# ABOUT THIS TASK:
Among the entries that follow, find the lines containing the string "then" and copy them.
Start of RECORDS PROVIDED
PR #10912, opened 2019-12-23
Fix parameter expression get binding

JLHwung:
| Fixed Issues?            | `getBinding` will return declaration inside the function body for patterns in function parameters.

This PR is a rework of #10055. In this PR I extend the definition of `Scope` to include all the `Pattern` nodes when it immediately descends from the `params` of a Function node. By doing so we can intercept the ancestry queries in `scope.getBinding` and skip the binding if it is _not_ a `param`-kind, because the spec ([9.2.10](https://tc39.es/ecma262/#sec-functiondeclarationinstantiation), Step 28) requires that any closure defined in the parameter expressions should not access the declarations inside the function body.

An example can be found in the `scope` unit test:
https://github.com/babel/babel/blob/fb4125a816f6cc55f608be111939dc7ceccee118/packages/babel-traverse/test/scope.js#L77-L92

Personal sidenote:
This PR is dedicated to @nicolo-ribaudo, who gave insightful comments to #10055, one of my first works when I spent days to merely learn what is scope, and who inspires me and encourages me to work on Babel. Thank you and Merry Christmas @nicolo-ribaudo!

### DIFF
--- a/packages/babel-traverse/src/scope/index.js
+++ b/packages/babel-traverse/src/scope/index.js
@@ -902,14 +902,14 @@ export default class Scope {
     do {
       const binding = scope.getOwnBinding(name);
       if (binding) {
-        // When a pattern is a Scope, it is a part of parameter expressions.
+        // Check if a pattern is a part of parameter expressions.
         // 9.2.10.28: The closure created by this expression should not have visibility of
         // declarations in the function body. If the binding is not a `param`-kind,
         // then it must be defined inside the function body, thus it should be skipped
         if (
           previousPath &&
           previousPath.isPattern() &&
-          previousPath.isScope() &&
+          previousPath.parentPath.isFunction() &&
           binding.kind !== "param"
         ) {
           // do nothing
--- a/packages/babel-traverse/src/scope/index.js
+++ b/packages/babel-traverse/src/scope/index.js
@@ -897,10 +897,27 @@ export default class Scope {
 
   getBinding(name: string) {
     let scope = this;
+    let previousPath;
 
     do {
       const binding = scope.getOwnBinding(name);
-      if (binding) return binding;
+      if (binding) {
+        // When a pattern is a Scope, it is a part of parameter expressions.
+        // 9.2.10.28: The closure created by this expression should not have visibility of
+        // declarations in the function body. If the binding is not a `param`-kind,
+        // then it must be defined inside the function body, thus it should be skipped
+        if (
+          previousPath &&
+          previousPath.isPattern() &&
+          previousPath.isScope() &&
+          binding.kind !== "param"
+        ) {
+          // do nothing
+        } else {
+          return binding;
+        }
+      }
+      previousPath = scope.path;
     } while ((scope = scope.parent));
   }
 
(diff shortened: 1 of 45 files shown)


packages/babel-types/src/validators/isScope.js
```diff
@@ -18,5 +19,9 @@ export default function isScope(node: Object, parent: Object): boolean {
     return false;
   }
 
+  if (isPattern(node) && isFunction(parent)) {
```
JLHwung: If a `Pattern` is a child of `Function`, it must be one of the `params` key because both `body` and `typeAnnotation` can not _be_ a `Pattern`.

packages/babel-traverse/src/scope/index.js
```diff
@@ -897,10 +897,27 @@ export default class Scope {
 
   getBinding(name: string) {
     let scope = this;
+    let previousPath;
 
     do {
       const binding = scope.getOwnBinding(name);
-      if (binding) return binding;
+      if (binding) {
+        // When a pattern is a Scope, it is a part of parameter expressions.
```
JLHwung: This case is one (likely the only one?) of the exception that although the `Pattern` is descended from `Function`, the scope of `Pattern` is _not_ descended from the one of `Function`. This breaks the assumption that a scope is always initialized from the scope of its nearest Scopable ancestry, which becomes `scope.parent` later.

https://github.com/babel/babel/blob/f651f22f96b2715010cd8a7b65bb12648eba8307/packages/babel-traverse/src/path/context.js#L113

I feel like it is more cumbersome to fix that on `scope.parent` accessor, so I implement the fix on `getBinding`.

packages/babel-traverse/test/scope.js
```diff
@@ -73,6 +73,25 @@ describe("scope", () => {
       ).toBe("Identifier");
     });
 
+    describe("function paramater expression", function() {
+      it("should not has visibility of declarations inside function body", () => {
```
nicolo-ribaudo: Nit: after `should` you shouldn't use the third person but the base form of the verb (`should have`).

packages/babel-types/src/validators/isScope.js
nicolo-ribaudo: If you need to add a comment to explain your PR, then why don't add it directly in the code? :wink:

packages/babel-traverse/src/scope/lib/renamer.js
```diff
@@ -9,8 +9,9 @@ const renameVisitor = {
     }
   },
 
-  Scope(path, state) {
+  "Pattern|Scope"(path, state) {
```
End of RECORDS PROVIDED
# WRITTEN RESPONSE:
         // then it must be defined inside the function body, thus it should be skipped
+        // then it must be defined inside the function body, thus it should be skipped
nicolo-ribaudo: If you need to add a comment to explain your PR, then why don't add it directly in the code? :wink:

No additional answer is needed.